At either end of the bubble where the two single strands come together back into double stranded DNA is known as the replication fork. Efficient DNA replication relies on both precise and uninterrupted DNA synthesis at the replication fork. As such, DNA replication polymerases in conjunction with a variety of accessory factors coordinate accurate synthesis in a discontinuous fashion on both the leading and lagging strands resulting in the creation of a semiconservative DNA product containing one parental template strand and one newly synthesized complementary strand (Figure 2).

Figure 2


Source: Self

DNA Helicase (The Unwinder of DNA)

A DNA helicase (Figure 2, MCM Helicase) is the enzyme responsible for pushing the replication fork forward, and opening up more single stranded DNA. It is a motor protein and utilizes ATP as a power source to move forward.

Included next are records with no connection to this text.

PR #999, opened 2026-01-13
Draft:Remove energy cut on neutrinos for fixed target simulation

THanae:
Based on discussions in software meeting, identifying places where we might want to loosen energy cuts on neutrinos.

TODO: determine if want to remove cut entirely on neutrinos, set a small cut on neutrinos or set a cut on neutrino parent


olantwin:
@antonioiuliano2 , @eduard322 , thoughts?

antonioiuliano2:
Dear all,

As we discussed at the last software meeting, we would need a feedback from the physics meeting before confirming the energy cut. Strictly from the code side, everything is clear, so I have no comment on that. 

My only doubt is that applying a much lower cut to a specific class of particles (i.e. neutrinos), may have some effect on the decay chain from the mother particles (which would be cut at much higher energy).

Best Regards,
Antonio

PR #1027, opened 2026-02-06
add TChain to input files

mesmith75:
## Checklist

- [ ] CI checks pass


shipgen/MuonBackGenerator.cxx
```diff
@@ -82,9 +94,14 @@ Bool_t MuonBackGenerator::Init(const char* fileName, const int firstEvent) {
     }
   } else {
     id = -1;
-    fTree = fInputFile->Get<TTree>("cbmsim");
+    //    fTree = fInputFile->Get<TTree>("cbmsim");
+    fTree = new TChain("cbmsim");
+    for (auto& f : fileNames) {
+      LOG(info) << "Opening input file " << f;
+      static_cast<TChain*>(fTree)->Add(f);
```
olantwin: If we also handle the case of a single file via TChain, wouldn't it be better to make `fTree` a `TChain *`? Then casts like this would be unnecessary. We should probably also rename it to avoid confusion.

PR #1030, opened 2026-02-10
feat: set UseGeneralProcess to false only when cross-sections need to be changed

THanae:
`UseGeneralProcess` is true by default (which gives a slight speedup for cases where the cross-sections are not changed), and is only set to false when cross-sections need to be changed. This is done by setting an environment variable.
Two scripts which change the cross sections are updated. 

## Checklist

- [ ] CI checks pass

### DIFF
--- a/gconfig/g4Config.C
+++ b/gconfig/g4Config.C
@@ -1,6 +1,7 @@
 // SPDX-License-Identifier: LGPL-3.0-or-later
 // SPDX-FileCopyrightText: Copyright CERN for the benefit of the SHiP
 // Collaboration
+#include "G4UImanager.hh"
 
 // Configuration macro for Geant4 VirtualMC
 void Config() {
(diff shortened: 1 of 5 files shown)


gconfig/g4Config.C
```diff
@@ -58,4 +59,15 @@ void Config() {
   // still stupid bug in geant4_vmc
   // geant4->SetMaxNStep(10000.);  // default is 30000
   geant4->ProcessGeantMacro(configm1.Data());
+
+  const char* set_general_process_to_false =
```
olantwin: Can we use a string already here?
You might want to look whether there is a way in the C++ standard library to get environment variables.

THanae: I updated it to use a string (note that a string cannot be instantiated to NULL so now if the environment variable is not set, `set_general_process_to_false` is set to `""`)

PR #1033, opened 2026-02-11
fix: update number of muons passed to MuonBackgen

THanae:
If a too large number of events is passed to `run.Run` using the `MuonBackGen` generator, this results in a segfault. This is because only muons are considered. Suggest to update the code to run over the minimum between the number of events passed as an option, and the number of muons in `PlaneHAPoint`.

## Checklist

- [ ] CI checks pass


olantwin:
Closing in favour of #1040

PR #1034, opened 2026-02-11
Clamp random seed to PYTHIA8 maximum allowed value

olantwin:
PYTHIA8 requires Random:seed to be in range [0, 900000000] (see https://pythia.org/latest-manual/RandomNumberSeed.html). When seed is set to 0, ROOT generates a time-based seed which can exceed this limit, causing PYTHIA8 to throw an out-of-range error.

This commit adds seed clamping logic to ensure automatically-generated seeds fall within PYTHIA8's valid range whilst preserving randomness.

## Checklist

- [x] CI checks pass


olantwin:
FYI @THanae, relevant for background production

THanae (commented):
Could there also be issues with a too large seed in `muonShieldOptimization/study_muMSC.py`, `muonShieldOptimization/study_GammaConv.py` and `macro/runPythia8.py`?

Helicases are found in all organisms ranging from the simplest viruses to the most complex (us). In humans the helicases name is MCM or Mini Chromosomal Maintanence protein (many of the names of proteins have nothing to do with their actual function and are derived from what they were first discovered doing.) Behind the DNA helicase is where DNA replication actually is occuring, it all begins with a...

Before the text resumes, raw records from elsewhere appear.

PR #1047, opened 2026-02-13
Make a base class for the generators in shipgen

mesmith75:
## Checklist

- [x] CI checks pass

### DIFF
--- a/shipgen/GenieGenerator.h
+++ b/shipgen/GenieGenerator.h
@@ -5,9 +5,8 @@
 #ifndef SHIPGEN_GENIEGENERATOR_H_
 #define SHIPGEN_GENIEGENERATOR_H_ 1
 
-#include "FairGenerator.h"
 #include "FairLogger.h"  // for FairLogger, MESSAGE_ORIGIN
-#include "ShipGenerator.h"
+#include "Generator.h"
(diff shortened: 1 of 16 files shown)


shipgen/GenieGenerator.h
olantwin: I think this might need to be ClassDefOverride (maybe also the other classes)

shipgen/ShipGenerator.h
```diff
@@ -0,0 +1,40 @@
...
+class ShipGenerator : public FairGenerator {
+ public:
+  ShipGenerator() {};
+  virtual ~ShipGenerator();
+
+  virtual Bool_t Init(const char*, int) = 0;
+  virtual Bool_t Init(const char*) = 0;
+  virtual Bool_t Init(const std::vector<std::string>& inFiles,
+                      int startNumber) {
+    return Init(inFiles.at(0).c_str(), startNumber);
```
olantwin: It would be good to log a warning here if a file was dropped. Otherwise, the user might assume that all files were processed.

shipgen/GenieGenerator.h
mesmith75: Aha! that was the bit of knowledge I was missing

mesmith75:
By all means, have at it

PR #1099, opened 2026-03-12
Off-by-one in MuonBackGenerator end-of-tree check

olantwin:
When a muon is found on the last event, fn equals fNevents after the while loop increments it. The equality check incorrectly returned kFALSE despite having found a valid muon. Track whether a muon was found separately from the event counter.

Supersedes #1098 ?

## Checklist

- [ ] CI checks pass

### DIFF
--- a/CHANGELOG.md
+++ b/CHANGELOG.md
@@ -23,6 +23,7 @@ it in future.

Primase (Synthesizer of First Primer)

In Humans the primase exists as a fusion with a DNA polymerase and is called the Pol Alpha Primase. The primase (Figure 2 PriSL/DnaG) is an enzyme which denovo (denovo means fresh, and is used because a primase is the only enzyme which can place down nucleic acid bases with out connecting them to a prior base, as I discussed in part 1 for how DNA is assembled) synthesizes a short RNA fragment on top of one of the single strands of DNA separated by the helicase. After an RNA primer has been laid down the replication complex is formed.

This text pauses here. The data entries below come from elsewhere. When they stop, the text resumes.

PR #1140, opened 2026-04-02
Add run_fixedTarget summary

mesmith75:
Probably missing a few things, but you get the idea

## Checklist

- [x] CI checks pass

### DIFF
--- a/macro/run_fixedTarget.py
+++ b/macro/run_fixedTarget.py
@@ -2,6 +2,7 @@
 # SPDX-License-Identifier: LGPL-3.0-or-later
 # SPDX-FileCopyrightText: Copyright CERN for the benefit of the SHiP Collaboration
 
+import json
 import os
 
 import geometry_config
@@ -9,7 +10,6 @@ import ROOT
 import shipRoot_conf
 import shipunit as u
 import uproot
-import json
 
 mcEngine = "TGeant4"
 simEngine = "Pythia8"
--- a/macro/run_fixedTarget.py
+++ b/macro/run_fixedTarget.py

The Replication Complex (Extender of DNA Do-er of all the work)

The replication complex is comprised of three proteins, a DNA polymerase (Figure 2, PolB), a circular Clamp (Figure 2 PCNA), and an enzyme which loads the circular clamp onto the DNA, as the clamp is a closed circle and needs to be opened up and placed on (Figure 2, RFC).

The DNA polymerase is the enzyme that is responsible for elongating the newly RNA primed DNA strand. These enzymes require that primer and the free base at the 3'end (remember I talked about directionality and the functional groups of the base necessary for the chemistry of linking the bases together in part 1), in order to incorporate new deoxyribonucleotides (DNA bases). These enzymes are extending DNA in the 5' -> 3' direction (linking a new base at the 3' End of the previous base). However prior to the polymerase binding, the remainder of the replication complex must first be assembled.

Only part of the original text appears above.